Published:Wednesday | March 17, 2021 | 12:13 AMCecelia Campbell-Livingston/Gleaner Writer
Dr Marsha Smalling, principal of Glenmuir High School, during the virtual launch of her book ‘Powered Up’ on Sunday, March 7.
Dr Marsha Smalling, principal of Glenmuir High School in Clarendon, has been fighting lupus since 2003. On Sunday, during the official launch of her book, Powered Up: Leveraging Six Pillars to Live Out Loud, she gave an insight into her life and how she embraced her autoimmune disease to live out loud.
She shared that at one point while completing a degree, she was in hospital and talking to a professor, and instead of getting an understanding of her situation, she was reminded that she had exams in two days. Refusing to focus on being in the hospital, she took it as a challenge and did what she had to do right there.
“I’m advocating on behalf of those who have been scoffed at; we are more than just a lupus patient. At my diagnosis in 2003, I managed to successfully complete all my degrees while working full-time jobs simultaneously,” she shared.
Commenting on the book, Smalling said she possesses some attributes of a ‘powered’ person, and suggested practical ways in which this can be cultivated.
IMPORTANCE OF EXECUTION
She also had a warning for those who logged in to the virtual launch via Zoom, as well as those who were in the school’s auditorium on Sunday, that it is important to execute and not to just get motivated during the session.

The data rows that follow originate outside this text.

PR #110, opened 2023-08-01
Improve wait callback and timeout handling

jhawthorn:
This makes a couple improvements to how we wait for the socket to become ready for I/O.

First this refactors `TRILOGY_RB_TIMEOUT` to a "real" error status in the C library (though currently nothing in the C library raises it), which allows it to be negative like all the other errors (and avoids being confused with a successful read/write of size 1).

Next this makes `_cb_ruby_wait` return this new status code instead of SYSERR when there is a timeout, allowing it to propogate through `trilogy_sock_upgrade_ssl` and similar correctly. This allows differentiating between actually syserrors which set errno and timeouts. Also this can show the difference between `rb_wait_for_single_fd` returning `-1` (a syscall error, which I think in practice will be extremely rare) and 0 (a timeout).

Finally the last two commits ensure that the socket is shut down on either a socket timeout we see, or from an external exception (like `Timeout.timeout`). For the latter we must wrap the waiting in an `rb_protect`, which previously we were doing correctly for queries, but not for other operations (ex. `ping`, `change_db`). We have to shut down the socket because we've interrupted normal control flow and are likely either in the middle of a write (we've partly written our packet) or a read (there will be data sent from the server that we need to handle) so any further operations are invalid.

### DIFF
--- a/contrib/ruby/ext/trilogy-ruby/cext.c
+++ b/contrib/ruby/ext/trilogy-ruby/cext.c
@@ -113,6 +113,9 @@ static void handle_trilogy_error(struct trilogy_ctx *ctx, int rc, const char *ms
         trilogy_syserr_fail_str(errno, rbmsg);
 
     case TRILOGY_TIMEOUT:
+        if (ctx->conn.socket != NULL) {
+            trilogy_sock_shutdown(ctx->conn.socket);
+        }
         rb_raise(Trilogy_TimeoutError, "%" PRIsVALUE, rbmsg);
 
     case TRILOGY_ERR: {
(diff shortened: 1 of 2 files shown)


contrib/ruby/ext/trilogy-ruby/cext.c
```diff
@@ -219,11 +239,25 @@ static int _cb_ruby_wait(trilogy_sock_t *sock, trilogy_wait_t wait)
...
+    int state = 0;
+    rb_protect(rb_trilogy_wait_protected, (VALUE)&args, &state);
+    if (state) {
+        trilogy_sock_shutdown(sock);
+        rb_jump_tag(state);
+    }
+
+    if (args.rc < 0)
         return TRILOGY_SYSERR;
+    if (args.rc == 0)
```
composerinteralia, line 257: I got confused for a second because in most other places `rc == 0` means `TRILOGY_OK`. I understand now that this is the return value of `rb_wait_for_single_fd`, where 0 means a timeout: https://github.com/ruby/ruby/blob/1642e0c39220e95ddb16b4cbbbe78f24507dfd48/include/ruby/io.h#L902. Possibly worth an inline comment in addition to what you have in the commit message?

composerinteralia (approved):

“Until you execute the ideas, you will not enjoy the real impact, and that’s the challenge we have. We come to events like these, then we leave feeling powered up. We feel like we want to conquer the world and as soon as we disconnect from this and something happen, we feel like we want to quit and we go back to the old ways of doing things,” she said.
It is from that background the high school principal said she is offering her story, as well as her experiences in helping others to elevate.
She had a strong message for those suffering from lupus, as she reminded them that although it might disrupt the narrative, having lupus is not a death sentence, nor does it make them lesser or hamper from living a fulfilled life.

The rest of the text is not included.